### WHAT TO WORK ON
Quote exactly the lines spanning from the top of the data below to the line that contains "all | &lt;div", including both.

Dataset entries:
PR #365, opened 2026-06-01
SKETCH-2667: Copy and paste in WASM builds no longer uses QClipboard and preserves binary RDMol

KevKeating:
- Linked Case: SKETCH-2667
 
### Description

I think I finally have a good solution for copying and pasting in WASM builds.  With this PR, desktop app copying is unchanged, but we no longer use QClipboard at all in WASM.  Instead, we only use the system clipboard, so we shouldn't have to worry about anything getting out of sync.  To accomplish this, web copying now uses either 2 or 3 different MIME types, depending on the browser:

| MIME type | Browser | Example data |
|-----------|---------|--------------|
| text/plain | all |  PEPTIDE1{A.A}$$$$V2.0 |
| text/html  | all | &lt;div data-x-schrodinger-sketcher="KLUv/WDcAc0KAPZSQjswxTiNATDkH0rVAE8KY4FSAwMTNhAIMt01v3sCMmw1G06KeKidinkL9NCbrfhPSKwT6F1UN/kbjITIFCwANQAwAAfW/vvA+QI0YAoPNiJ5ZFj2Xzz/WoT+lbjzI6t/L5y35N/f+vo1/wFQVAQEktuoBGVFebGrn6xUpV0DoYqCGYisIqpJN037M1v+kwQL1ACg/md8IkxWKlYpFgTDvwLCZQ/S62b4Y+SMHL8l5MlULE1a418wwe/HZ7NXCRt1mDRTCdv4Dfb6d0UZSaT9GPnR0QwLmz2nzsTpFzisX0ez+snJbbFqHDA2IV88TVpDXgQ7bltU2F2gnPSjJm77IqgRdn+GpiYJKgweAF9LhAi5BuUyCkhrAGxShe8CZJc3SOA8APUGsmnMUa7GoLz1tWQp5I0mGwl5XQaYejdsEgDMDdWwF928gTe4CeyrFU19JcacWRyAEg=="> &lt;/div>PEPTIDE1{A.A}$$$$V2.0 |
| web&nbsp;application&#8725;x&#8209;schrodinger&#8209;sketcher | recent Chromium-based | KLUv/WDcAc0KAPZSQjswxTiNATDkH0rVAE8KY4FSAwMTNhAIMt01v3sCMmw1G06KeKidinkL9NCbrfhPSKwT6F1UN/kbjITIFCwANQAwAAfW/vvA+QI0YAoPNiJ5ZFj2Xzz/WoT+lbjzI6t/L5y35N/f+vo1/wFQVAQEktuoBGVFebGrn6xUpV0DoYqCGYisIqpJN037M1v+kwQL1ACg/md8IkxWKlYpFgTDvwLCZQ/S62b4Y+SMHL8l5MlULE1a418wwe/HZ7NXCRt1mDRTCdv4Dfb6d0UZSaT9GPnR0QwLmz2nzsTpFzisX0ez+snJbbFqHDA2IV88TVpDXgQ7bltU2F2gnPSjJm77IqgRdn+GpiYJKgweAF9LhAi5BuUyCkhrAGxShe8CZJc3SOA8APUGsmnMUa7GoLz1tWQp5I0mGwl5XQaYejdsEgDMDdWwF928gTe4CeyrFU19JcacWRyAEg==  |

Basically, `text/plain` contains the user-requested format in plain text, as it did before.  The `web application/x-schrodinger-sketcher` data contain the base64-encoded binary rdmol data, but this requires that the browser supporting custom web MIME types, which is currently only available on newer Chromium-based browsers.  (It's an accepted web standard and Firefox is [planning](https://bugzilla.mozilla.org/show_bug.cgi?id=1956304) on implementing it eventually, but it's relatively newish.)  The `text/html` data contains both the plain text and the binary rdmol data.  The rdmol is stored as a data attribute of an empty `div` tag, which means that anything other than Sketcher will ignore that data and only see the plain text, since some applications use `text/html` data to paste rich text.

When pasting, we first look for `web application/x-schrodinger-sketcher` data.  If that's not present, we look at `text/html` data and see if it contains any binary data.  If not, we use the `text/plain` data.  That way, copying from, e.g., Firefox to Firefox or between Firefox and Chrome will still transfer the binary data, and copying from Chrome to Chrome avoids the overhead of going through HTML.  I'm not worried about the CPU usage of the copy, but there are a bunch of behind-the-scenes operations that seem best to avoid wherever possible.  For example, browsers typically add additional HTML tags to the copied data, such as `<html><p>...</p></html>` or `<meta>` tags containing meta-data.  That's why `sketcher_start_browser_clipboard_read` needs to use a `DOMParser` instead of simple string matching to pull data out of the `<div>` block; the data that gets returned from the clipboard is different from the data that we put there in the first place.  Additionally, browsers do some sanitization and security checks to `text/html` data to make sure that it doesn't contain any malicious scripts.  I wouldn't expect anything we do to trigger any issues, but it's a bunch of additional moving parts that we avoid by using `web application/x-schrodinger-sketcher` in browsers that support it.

### EXERCISE ANSWER
PR #365, opened 2026-06-01
SKETCH-2667: Copy and paste in WASM builds no longer uses QClipboard and preserves binary RDMol

KevKeating:
- Linked Case: SKETCH-2667
 
### Description

I think I finally have a good solution for copying and pasting in WASM builds.  With this PR, desktop app copying is unchanged, but we no longer use QClipboard at all in WASM.  Instead, we only use the system clipboard, so we shouldn't have to worry about anything getting out of sync.  To accomplish this, web copying now uses either 2 or 3 different MIME types, depending on the browser:

| MIME type | Browser | Example data |
|-----------|---------|--------------|
| text/plain | all |  PEPTIDE1{A.A}$$$$V2.0 |
| text/html  | all | &lt;div data-x-schrodinger-sketcher="KLUv/WDcAc0KAPZSQjswxTiNATDkH0rVAE8KY4FSAwMTNhAIMt01v3sCMmw1G06KeKidinkL9NCbrfhPSKwT6F1UN/kbjITIFCwANQAwAAfW/vvA+QI0YAoPNiJ5ZFj2Xzz/WoT+lbjzI6t/L5y35N/f+vo1/wFQVAQEktuoBGVFebGrn6xUpV0DoYqCGYisIqpJN037M1v+kwQL1ACg/md8IkxWKlYpFgTDvwLCZQ/S62b4Y+SMHL8l5MlULE1a418wwe/HZ7NXCRt1mDRTCdv4Dfb6d0UZSaT9GPnR0QwLmz2nzsTpFzisX0ez+snJbbFqHDA2IV88TVpDXgQ7bltU2F2gnPSjJm77IqgRdn+GpiYJKgweAF9LhAi5BuUyCkhrAGxShe8CZJc3SOA8APUGsmnMUa7GoLz1tWQp5I0mGwl5XQaYejdsEgDMDdWwF928gTe4CeyrFU19JcacWRyAEg=="> &lt;/div>PEPTIDE1{A.A}$$$$V2.0 |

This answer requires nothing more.